##### RECORDS PROVIDED #####

PR #68, opened 2016-05-17
Feat/share permissions

### LINKED ISSUE #51: Sharing permissions
## Feature

A new feature to allow submitters to share the view/edit permissions on the
objects that they own with other users.

For two users, A and B.

* A, as owner or creator of X, wants to share his (viewing or editing) permissions with user B, so that B can help maintain X. Where X is any object created by or owned by A of the following types: individuals, phenotypes, screenings, variants (all objects that have an owned_by field).
* A shares his viewing or editing permissions with *colleague* B. A decides whether or not B is allowed to receive edit permissions, using a checkbox on the form.
* B can now view or edit all objects owned by A.
* B can not view or edit non-public objects *created by* A, unless they are also *owned by* A.
* B receives an email stating that A shares permissions with him for all A's objects and instructions how to share permissions with someone.

## Implementation outline

- [x]  New table `TABLE_COLLEAGUES` (user_id1, user_id2), where user_id1 shares his permissions with user_id2 (column names `userid_from`, `userid_to`?).
- [x] Shared permissions defined in `TABLE_COLLEAGUES` are 1-directional.
- [x] New table should also be created on upgrade.
- [x] Do we need to do something about the fact that this update will cause query errors on the data views until the upgrade process has been run?
- [x] Then, do some speed tests on real data to see if sending a large list of colleagues for a VL will slow down the VL a lot. Try both sending IDs through a JOIN, as sending IDs through as arguments. See how LOVD currently does this for non-public entries and submitters being logged in.
  - [ ] If that is too slow, we could either not modify the VLs, maybe only modify the gene-specific VLs, or let the user choose to turn this setting on, warning the user of a slow down? Discuss this with Johan.
  - [x] If it doesn't slow down the VL a lot, we'll implement it in the VLs as well.
- [x] View entry of user page (`users/user_ID`, reached by clicking "Your account") shows users with which authentication is shared.
- [x] Options menu on user page has link to page for sharing permissions.
- [x] Page for sharing permissions is similar to the curator management page on `genes/geneID?authorize`.
- [ ] Submitters should be able to see the users overview? It's kind of weird that they can read all users when giving users rights, but not in general just get a list? Check if fields displayed are OK.
- [x] Users who share their permissions with the current user are retrieved when loading $_AUTH.
- [x] Adapt all queries where now the data status is checked and the ownership is checked, to also include a check for colleague level, using the owned_by field only (not created_by).
- [x] lovd_isAuthorized() is extended to take shared permissions into account (it will change the user level to LEVEL_COLLEAGUE based on shared permissions).
  - [x] Make sure it uses owned_by only, and not created_by, and that it checks for and uses the allow_edit flag.
- [x] Review all data view entries to check their requireAuth() calls and see if they're still OK.
- [x] A user who is a recipient of shared permissions will get an e-mail noting so and instructions on how to share permissions themselves (optionally with a direct link to share permissions back to the original user who shared their permissions with them. -- I.e. "returning the favor").

## Code review:
- [x] Make the curator selection and selecting colleagues match better (using different JS functions now).
- [x] Fix bug that VLs no longer search in chromium < 49 and some other browsers.
- [x] Fix bug that colleagues can not be put back in the VL (VL should remove the IDs from the search box).

mkroon1:
Fixes #51


mkroon1:
Looks to me we're ready to merge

#####

▸ **WHAT NEEDS TO BE DONE**
Please give back exactly the lines of the listing above that run from the one containing "- [x] Then, do" through the one containing "- [x] Page for", and only those.

▸ **RESPONSE AREA**
- [x] Then, do some speed tests on real data to see if sending a large list of colleagues for a VL will slow down the VL a lot. Try both sending IDs through a JOIN, as sending IDs through as arguments. See how LOVD currently does this for non-public entries and submitters being logged in.
  - [ ] If that is too slow, we could either not modify the VLs, maybe only modify the gene-specific VLs, or let the user choose to turn this setting on, warning the user of a slow down? Discuss this with Johan.
  - [x] If it doesn't slow down the VL a lot, we'll implement it in the VLs as well.
- [x] View entry of user page (`users/user_ID`, reached by clicking "Your account") shows users with which authentication is shared.
- [x] Options menu on user page has link to page for sharing permissions.
- [x] Page for sharing permissions is similar to the curator management page on `genes/geneID?authorize`.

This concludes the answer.